Podcast summary created with Snipd AI

Quick takeaways

  • The U.S.-China tariff tensions are significantly impacting the tech sector, forcing companies like Apple to reconsider their manufacturing strategies amid rising production costs.
  • Despite ByteDance's impressive revenue growth, ongoing geopolitical challenges and regulatory scrutiny are raising concerns about its future valuation in the U.S. market.

Deep dives

The Impact of U.S.-China Tariffs on the Tech Market

The ongoing trade war between the U.S. and China has escalated, with both countries imposing significant tariffs on each other's goods, including a recent increase by China on U.S. products.
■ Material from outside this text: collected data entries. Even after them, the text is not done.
PR #1308, opened 2026-05-29
fix : remove compiler restriction for tests & use Foundry stable for CI

Kogaroshi:


foundry.toml
```diff
@@ -26,9 +26,9 @@ additional_compiler_profiles = [
 ]
 
 compilation_restrictions = [
-  { paths = "src/hub/instances/HubInstance.sol", optimizer = true, via_ir = true, optimizer_runs = 22_300 },
-  { paths = "src/spoke/instances/SpokeInstance.sol", optimizer = true, via_ir = true, optimizer_runs = 750 },
-  { paths = "tests/**", optimizer = true, via_ir = false, optimizer_runs = 44444444 },
+  { paths = "src/hub/instances/HubInstance.sol", via_ir = true, optimizer_runs = 22_300 },
+  { paths = "src/spoke/instances/SpokeInstance.sol", via_ir = true, optimizer_runs = 750 },
+  { paths = "tests/**", via_ir = false, optimizer_runs = 44444444 },
```
DhairyaSethi: tests compiler profile is different from before now no? the first two should be the same

Kogaroshi: tests is the same, just dropped `optimizer = true,` from all restrictions since Foundry does not support it anymore

DhairyaSethi (approved):

PR #1309, opened 2026-06-05
feat : positionIds with salt for single address

Kogaroshi:
Replaces single position per address to a combination of user address & `salt` to derive `positionIds`, allowing the same user address to have multiple isolated positions.
Current positions are kept by respecting previous mapping keys when the default `0x0` salt is given.

`processUserAccountData()` is now an external view functions, where the refreshing of dynamic configs is done outside this method, and moved to an external library to reduce `Spoke.sol` codesize.
The `tests/fork` test suite is temporary to ensure compatibility and pre-upgrade position preservation, and meant to be replaced once the full V4 test suite for fork an integration tests are imported in this repo.


src/spoke/Spoke.sol
```diff
@@ -929,19 +1194,17 @@ abstract contract Spoke is
...
   }
 
+  function _getPositionIdentifier(address user, bytes32 salt) internal pure returns (bytes32) {
+    // The default salt maps to the legacy address-keyed storage slot, so positions
+    // created before the position-nonces upgrade remain accessible. The chance of a non-default,
+    // keccak-derived identifier colliding with such a value is negligible (~2^-96).
+    return
+      salt == USER_POSITION_DEFAULT_SALT
+        ? bytes32(uint256(uint160(user)))
+        : keccak256(abi.encodePacked(user, salt));
```
```suggestion
        : Hashes.efficientKeccak256(user, salt);
```

src/spoke/Spoke.sol
```diff
@@ -929,19 +1194,17 @@ abstract contract Spoke is
...
-    function(address, bool) internal returns (UserAccountData memory) fnIn
-  )
-    internal
-    pure
-    returns (function(address, bool) internal view returns (UserAccountData memory) fnOut)
-  {
-    assembly ('memory-safe') {
-      fnOut := fnIn
-    }
+    return ('Spoke', '2');
```
DhairyaSethi: dont think this should change

PR #1310, opened 2026-06-11
feat: Add V4 Addresses Provider

avniculae:


tests/contracts/addresses-provider/V4AddressesProvider.t.sol
```diff
@@ -0,0 +1,626 @@
...
+      tag: 'PERIPHERY',
+      newAddress: makeAddr('NEW_CONFIG_ENGINE')
+    });
+
+    vm.expectRevert(abi.encodeWithSelector(IV4AddressesProvider.AddressAlreadySet.selector, id));
+    provider.setAddress({name: 'CONFIG_ENGINE', tag: 'PERIPHERY', newAddress: configEngine});
+    vm.stopPrank();
+  }
+
+  function test_setAddress_idCollision_revertsWith_AddressAlreadySet() public {
```
avniculae: Added this test to highlight that id collision is possible, but it will revert if already set (that's why I decided to not allow updating an existing id, but rather owner needs to remove --by setting addr(0) and add). Owner could use the general `setAddress` fn to set "MAIN_TOKENIZATION" as name, and `SPOKE` as tag, which would result in a different tag tracking for that address, but to me this is acceptable since it's owner-controlled fn. Mistakes should be prevented by the fact that we revert on collision, hence I decided to concatenate name and tag in the same string, rather than using abi.encode() to distinguish between these collisions. thoughts/

tests/contracts/addresses-provider/V4AddressesProvider.t.sol
```diff
@@ -0,0 +1,626 @@
...
+
+    vm.startPrank(OWNER);
+    provider.setAddress({name: 'A', tag: 'B_C', newAddress: makeAddr('A')});
+
+    vm.expectRevert(abi.encodeWithSelector(IV4AddressesProvider.AddressAlreadySet.selector, id));
+    provider.setAddress({name: 'A_B', tag: 'C', newAddress: makeAddr('A_B')});
+    vm.stopPrank();
+  }
+
+  function test_setAddress_sameAddressUnderMultipleIds() public {
```
avniculae: this is currently possible, in case owner wants to track same address under multiple ids, eg babylon spoke can be in babylon tag and in third party tag. thoughts?

xnvx123 (commented):
a57e24a

tests/contracts/addresses-provider/V4AddressesProvider.t.sol
Kogaroshi: Agree with the chosen method to prevent overriding address on same id.
I don't think in normal usage we'll have too much couple `tag` + `name` that would create issues there, so this logic should be sufficient, and then up to Owner to respect a coherent tag and naming convention.

tests/contracts/addresses-provider/V4AddressesProvider.t.sol
Kogaroshi: yes, this was my 1st thought here, how much would it be an issue if the same address leaves under multiple tags/names, but since there is no tracking `address -> id` or `address -> tag & name`, I don't think it should be an issue actually, and just up to owner to correctly clean each id when removing an address from the Provider

src/addresses-provider/AddressesProvider.sol
```diff
@@ -0,0 +1,166 @@
+// SPDX-License-Identifier: LicenseRef-BUSL
```
Kogaroshi, line 1: can we add it to the Deploy procedures, and the Config Engine (tho it might be managed by a different admin than Gov, can be useful to have support if Gov ends up controling the Provider)

avniculae: yes, I'll add a commit to have procedures as well, although I was thinking to not be part of the config engine. can be separate and can be configured in an AIP, wdyt?

tests/contracts/addresses-provider/V4AddressesProvider.t.sol
avniculae: although I think address -> tag & name would be useful imo, wdyt? also I'm thinking whether for an id, we should track the name as well, not just tag and address. wdyt?

avniculae: (in which case maybe one address shouldn't be registered under multiple ids / name&tag)?

src/addresses-provider/AddressesProvider.sol
avniculae: [a82f500](https://github.com/aave/aave-v4/pull/1310/commits/a82f500113092a1f39c6e077ce8b2a7f304b2c16)

tests/contracts/addresses-provider/V4AddressesProvider.t.sol
Kogaroshi: if we add the other side of the tracking, then yes deciding if we allow address registered multiple times would need to be considered. But it might be useful to easy verify an address identity, or if it is a legit V4 approved address.

src/addresses-provider/AddressesProvider.sol
Kogaroshi: Yeah, the Config Engine part can be done later on when needed.
Keeping this open as a reminder.

avniculae: I don't think it needs to be part of config engine, I'm thinking it can be configured in an AIP, wdyt?

Kogaroshi: I'm thinking because we will use the Config Engine to list new Spokes or Hubs, so later those listing in the Provider can be done via the Engine as well as part of the listing/credit line allocation process (if of course the Executor got the ownership of the Provider)

DhairyaSethi: separate AIPs just for this will be very tedious, i am much more inclined to auto update address provider as part of config engine. or we can think of a guardian based solution gated by a steward which validates existence

tests/contracts/addresses-provider/V4AddressesProvider.t.sol
DhairyaSethi: i think its fine to be registered across multiple tags, the reverse map can be address to an array of (name, tag)s

tests/contracts/addresses-provider/V4AddressesProvider.t.sol
DhairyaSethi: whats the benefit here over abi.encode i am not following - if we accept over being stupid then we should allow this and use abi.encode

src/addresses-provider/V4AddressesProvider.sol
```diff
@@ -0,0 +1,166 @@
...
+
+  /// @inheritdoc IV4AddressesProvider
+  function getAddressEntry(bytes32 id) external view returns (AddressEntry memory) {
+    return _addressEntries[id];
+  }
+
+  /// @inheritdoc IV4AddressesProvider
+  function getIds(string memory tag) external view returns (bytes32[] memory) {
+    return _taggedIds[tag].values();
+  }
```
DhairyaSethi: annoyingly we might need to overload with index and length methods instead of this bc we'll get a finding says array size can make inflate over gas limit (unlikely), we've done this way already elsewhere with array getters in the codebase

src/addresses-provider/V4AddressesProvider.sol
```diff
@@ -0,0 +1,166 @@
...
+
+  /// @inheritdoc IV4AddressesProvider
+  function getTags() external view returns (string[] memory) {
+    return _tags.values();
+  }
+
+  /// @inheritdoc IV4AddressesProvider
+  function getCanonicalHub(string memory name) external view returns (address) {
```
DhairyaSethi: calldata all of these pls, even tho to get id you lower to memory for hashing

tests/contracts/addresses-provider/V4AddressesProvider.t.sol
avniculae: I'm thinking if you want to replicate the id yourself it might be easier to do it with the current impl, but I'm good with abi.encode as well. it's also about how you think it conceptually I guess

tests/contracts/addresses-provider/V4AddressesProvider.t.sol
avniculae: you want the revert map if multiple tags are supported as well?

src/addresses-provider/AddressesProvider.sol
avniculae: wdym separate AIPs? The address provider will be the ground truth (like address-book), so I think it should always go through an AIP

src/addresses-provider/V4AddressesProvider.sol
avniculae: yes true, we should do this

tests/contracts/addresses-provider/V4AddressesProvider.t.sol
DhairyaSethi: sure why not, unless youre concerned about bloat

tests/contracts/addresses-provider/V4AddressesProvider.t.sol
DhairyaSethi: can you share a usecase? im not following, would prefer to go w abi encode

src/addresses-provider/AddressesProvider.sol
DhairyaSethi: if its not included in config engine, do you mean we do separate AIPs? my purpose to include this update while listing (which is what config engine is best at) - since you said no - i assume you meant a separate AIP to maintain this

avniculae: hmm I see, you mean when you add a new hub/spoke. I thought on the initialisation at the moment, since we already deployed and we need to do it retroactively. I will add in config engine for future listings

src/addresses-provider/V4AddressesProvider.sol
avniculae: [c012fac](https://github.com/aave/aave-v4/pull/1310/commits/c012fac5d9084b8436e6cd2269fbcd65dcf01bde)

src/addresses-provider/V4AddressesProvider.sol
avniculae: [c012fac](https://github.com/aave/aave-v4/pull/1310/commits/c012fac5d9084b8436e6cd2269fbcd65dcf01bde)

tests/contracts/addresses-provider/V4AddressesProvider.t.sol
avniculae: [c012fac](https://github.com/aave/aave-v4/pull/1310/commits/c012fac5d9084b8436e6cd2269fbcd65dcf01bde)

tests/contracts/addresses-provider/V4AddressesProvider.t.sol
avniculae: [c012fac](https://github.com/aave/aave-v4/pull/1310/commits/c012fac5d9084b8436e6cd2269fbcd65dcf01bde)

Kogaroshi (dismissed):
I still think we should add specific logic in the Config Engine, but impl lgtm

src/addresses-provider/AddressesProvider.sol
avniculae: [80e400b](https://github.com/aave/aave-v4/pull/1310/commits/80e400bed82d3d5ece90ae9c5c701b3190b2c27d) cc @Kogaroshi

DhairyaSethi: we also have the option to do this in the configurator instead

src/config-engine/interfaces/IAaveV4ConfigEngine.sol
```diff
@@ -42,6 +50,11 @@ interface IAaveV4ConfigEngine {
     address irStrategy;
     IAssetInterestRateStrategy.InterestRateData irData;
     TokenizationSpokeConfig tokenization;
+    IV4AddressesProvider addressesProvider;
+    bool registerHub;
+    string hubName;
+    bool registerTokenizationSpoke;
+    string tokenizationSpokeName;
```
Kogaroshi: could be 2 structs, as their are optional here ?

src/config-engine/interfaces/IAaveV4ConfigEngine.sol
```diff
@@ -174,6 +191,9 @@ interface IAaveV4ConfigEngine {
     address priceSource;
     ISpoke.ReserveConfig config;
     ISpoke.DynamicReserveConfig dynamicConfig;
+    IV4AddressesProvider addressesProvider;
+    bool registerSpoke;
+    string spokeName;
```
Kogaroshi: same here, a struct ?

src/config-engine/interfaces/IAaveV4ConfigEngine.sol
Kogaroshi: idea if if they are not set, struct will be false & empty string by default, and then skipped

src/config-engine/interfaces/IAaveV4ConfigEngine.sol
avniculae: [8e0bf2a](https://github.com/aave/aave-v4/pull/1310/commits/8e0bf2aa8e1d106d1c630e55d2d3c22b3d557fe2)

src/config-engine/interfaces/IAaveV4ConfigEngine.sol
avniculae: [8e0bf2a](https://github.com/aave/aave-v4/pull/1310/commits/8e0bf2aa8e1d106d1c630e55d2d3c22b3d557fe2)

Kogaroshi (dismissed):

src/addresses-provider/interfaces/IAddressesProvider.sol
```diff
@@ -0,0 +1,238 @@
...
+
+  /// @notice Returns the number of entries registered for an address.
+  /// @param addr The registered address.
+  /// @return The number of entries.
+  function getAddressIdCount(address addr) external view returns (uint256);
+
+  /// @notice Returns the identifiers of all entries registered for an address.
+  /// @param addr The registered address.
+  /// @return The list of identifiers.
+  function getAddressIds(address addr) external view returns (bytes32[] memory);
```
DhairyaSethi: we do not need this if we have the one below

src/addresses-provider/interfaces/IAddressesProvider.sol
```diff
@@ -0,0 +1,238 @@
...
+  /// @return The address entry associated with the identifier.
+  function getAddressEntry(bytes32 id) external view returns (AddressEntry memory);
+
+  /// @notice Returns the number of tags with at least one registered entry.
+  /// @return The number of tags.
+  function getTagCount() external view returns (uint256);
+
+  /// @notice Returns all tags with at least one registered entry.
+  /// @return The list of tags.
+  function getTags() external view returns (string[] memory);
```
DhairyaSethi:
```suggestion
  /// @notice Returns the number of tags with at least one registered entry.
  function getTagCount() external view returns (uint256);

  /// @notice Returns all tags with at least one registered entry.
  function getTags() external view returns (string[] memory);
```

src/addresses-provider/AddressesProvider.sol
DhairyaSethi, line 1: idk if this should be in a separate folder, perhaps misc? nbd either way

src/addresses-provider/V4AddressesProvider.sol
```diff
@@ -0,0 +1,253 @@
...
+
+import {Ownable2StepUpgradeable} from 'src/dependencies/openzeppelin-upgradeable/Ownable2StepUpgradeable.sol';
+import {EnumerableSet} from 'src/dependencies/openzeppelin/EnumerableSet.sol';
+import {V4AddressesProviderStorage} from 'src/addresses-provider/V4AddressesProviderStorage.sol';
+import {IV4AddressesProvider} from 'src/addresses-provider/interfaces/IV4AddressesProvider.sol';
+
+/// @title V4AddressesProvider
+/// @author Aave Labs
+/// @notice Main registry of Aave V4 contract addresses.
+abstract contract V4AddressesProvider is
```
DhairyaSethi: thinking more its a registry

src/addresses-provider/AddressesProvider.sol
```diff
@@ -0,0 +1,253 @@
...
+    return _toAddresses(_taggedIds[CANONICAL_SPOKE_TAG].values());
+  }
+
+  /// @inheritdoc IV4AddressesProvider
+  function getTokenizationSpoke(string calldata name) external view returns (address) {
+    return _getAddress({name: name, tag: TOKENIZATION_SPOKE_TAG});
+  }
+
+  /// @inheritdoc IV4AddressesProvider
+  function getTokenizationSpokes() external view returns (address[] memory) {
```
DhairyaSethi: these dont have pointer getters, i would just keep those and not have full arr return one's for all

src/addresses-provider/AddressesProvider.sol
```diff
@@ -0,0 +1,253 @@
...
+    }
+
+    emit AddressSet(id, name, tag, oldEntry.addr, newAddress);
+  }
+
+  function _getAddress(string memory name, string memory tag) internal view returns (address) {
+    return _addressEntries[_getId({name: name, tag: tag})].addr;
+  }
+
+  function _getId(string memory name, string memory tag) internal pure returns (bytes32) {
```
DhairyaSethi: could be useful as a public fn

src/config-engine/libraries/HubEngine.sol
```diff
@@ -215,14 +222,40 @@ library HubEngine {
...
   }
 
+  /// @dev Registers the Hub on the AddressesProvider when requested.
+  /// @dev Only allowed when the listed asset is the Hub's first (asset id 0), to avoid registering an
+  /// already-configured Hub; reverts otherwise.
+  function _registerHub(
+    IAaveV4ConfigEngine.AssetListing calldata listing,
+    uint256 assetId
+  ) private {
+    if (!listing.hubRegistration.register) {
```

This situation has created instability in the stock market, particularly affecting tech stocks and semiconductor companies who are grappling with increased production costs. For example, the impact of tariffs on Apple has been a topic of concern, with analysts noting that higher tariffs could reduce Apple's profit margins significantly. Investors are now closely monitoring how companies adapt to these changing dynamics in supply chains and pricing strategies.